Evolving from a remote barbarian regime to one of the seven leading states of the Warring States Period, at their zenith, the Chu ruled a vast area along the middle and lower reaches of the Yangtze River.

The influential state endured for nearly 800 years until its defeat by the Qin state in 223 BC. Just two years later, the Qin founded China's first unified dynasty.

According to Zhang Changping, an archaeology professor at Wuhan University, the tomb exhibits distinctive features commonly found in Chu tombs. "During the Warring States Period, different states had different cultural practices.

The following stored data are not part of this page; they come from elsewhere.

PR #375, opened 2026-09-06
Refuse a Sparkle update that walks the marketing version backwards

jizhi0v0:
Closes the guard half of #368. A Sparkle feed could offer a copy a package that was
newer by build and older by name, and every gate downstream passed it — the package
is the vendor's, signed, notarized, and the only downgrade guard in the repo is
about architecture.

## Reproduced first, against the real feed

`coteditor.com/appcast.xml` (2026-09-06, 13 items, exactly one `prerelease`):

```
installed 7.1.0-beta.3/840  detect=beta  allowed=[nil]  ->  best=7.0.9/843  updateAvailable("7.0.9")
```

The vendor keeps only the newest prerelease, so `channel(ofInstalled:)` misses on both
passes, `allowedChannels` falls back to `{nil}`, `usableItems` ranks by build, and
`evaluate` compares builds. Nothing in that chain reads the marketing version.

## The fix is two halves, and they answer different questions

**Which item to name** — `SparkleAppcastSource.offerableItem`. When the head would walk
this copy backwards, step over it and take the first installable, provably-not-older
entry below. That is what lets a beta copy find the next beta sitting *under* a stable
patch in build order, which taking the head unconditionally hides.

**Whether it is an update** — `UpdateChecker.evaluate`. When the builds say newer, ask the
marketing version whether that means forward, and refuse if not. One-way: it can only
settle a row to up-to-date, never raise an update.

Gated on a new **stated** fact, `RemoteVersion.marketingMatchesBundle`, default false
meaning *not established*. Only `SparkleAppcastSource` sets it, because
`sparkle:shortVersionString` is the bundle's own `CFBundleShortVersionString` by
construction. Two live sources prove the gate is needed rather than defensive:
`XcodeReleasesSource` puts the display label "27.0 beta 6" in that field against an
installed "27.0", and Mozilla's probes report `155.0b5` against a bundle that says
`155.0` — a prerelease tag sorts below the release it leads, so both read as downgrades.

## ⚠️ The withheld release is still named

`latestVersion` never returns nil for a feed that had usable items. Returning nil lands
the row on `.unknown`, whose own documentation is "no source *covers* this app, nothing
was tried", rendered as a dead "—" with no retry — a false statement about an app whose
feed we had just read, and it takes the release notes and the release timeline with it.
Simulated over all 13 Sparkle feeds this Mac reads, with the installed build trimmed out
of each in turn, withholding the answer hit **12 (app, version) pairs**: Bartender 6.6.2
[...]

PR #396, opened 2026-09-06
Release 0.3.87

jizhi0v0:
Version bump plus the six translations of the 0.3.87 notes.

## What ships in 0.3.87

The notes were written by the PRs that landed in them; nothing is added here. In the order the section already has them:

- **The swallowed Update click** (#375 / #380) — a pre-install re-check that came back older than what the row offered reported the app as up to date and dropped it from the list.
- **Fork on its Develop channel** (#391) — the channel setting was read backwards, so a Develop copy followed the Stable feed and looked current.
- **Mac Performance Monitor's release notes** (#378, #381) — published in its repository, not in the feed we read.
- **CotEditor, on both lines** (#377, #379) — which line a copy follows comes from its version and from CotEditor's own prerelease setting.
- **App Store apps are never offered a download from elsewhere** (#383, #389) — a failed or empty store lookup now says the store is managing it, instead of falling through to another distribution's build.
- **A long error no longer pushes the list down** (#380) — two lines, full text on hover.

## Deliberately not in the notes

#392 (the `SparkleFeedCatalog` sweep) and #395 (the changelog entry count) are maintenance checks on our own nightly job. A user cannot perceive either, and "Under the hood" is for changes they could — so they get no line rather than a line that means nothing to a reader.

Same for #382, #384, #387, #390: release tooling, tests, and a lint.

## Translations are in this PR, not a follow-up

0.3.85 and 0.3.86 both shipped English-only and had to be back-translated afterwards (#372). In between, every non-English window showed two English entries stacked above translated ones. `publish-release.sh` warns about untranslated languages on every run; it had been warned twice and shipped anyway both times.

Paragraph counts match English (6 each), every paragraph opens with its bold lead sentence, and the covered run stays hole-free. Verified by mutation: dropping one `ja` paragraph fails `everyShippedLanguageHasANotesFileMatchingEnglishParagraphForParagraph` on `5 == 6`.

`make test` green (`MAKE_TEST_RC=0`).


jizhi0v0:
`/code-review 396 high` — 1 finding, mine, fixed in b48a62b.

**Every user-visible change in this release had a note except #375's downgrade guard**, and that omission was not a decision — the PR body above accounts for #392/#395 and the tooling PRs as imperceptible and never mentions #375 at all.

It earns one. `b35b57f` records a user-visible consequence in the app audit: "a copy on an abandoned prerelease train is no longer carried across to the maintained line, and no row state says so." A reader can meet that across the upgrade with nothing in the notes accounting for it.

Chu tombs possess their own unique features," Zhang says. "For instance, the tombs of ordinary people are often laid together, forming a large burial area, while those of the nobility are typically arranged in an independent manner."

The professor also highlights similarities between the tombs of nobles. "The tombs are commonly aligned in an east-west direction and have a tomb passage and multiple steps," he says.

"They often consist of several chambers, multiple coffins, and an abundance of funerary objects. Notably, they frequently include bronze artifacts in the style of the Western Zhou Dynasty, indicating the continuation of ritual systems from that era."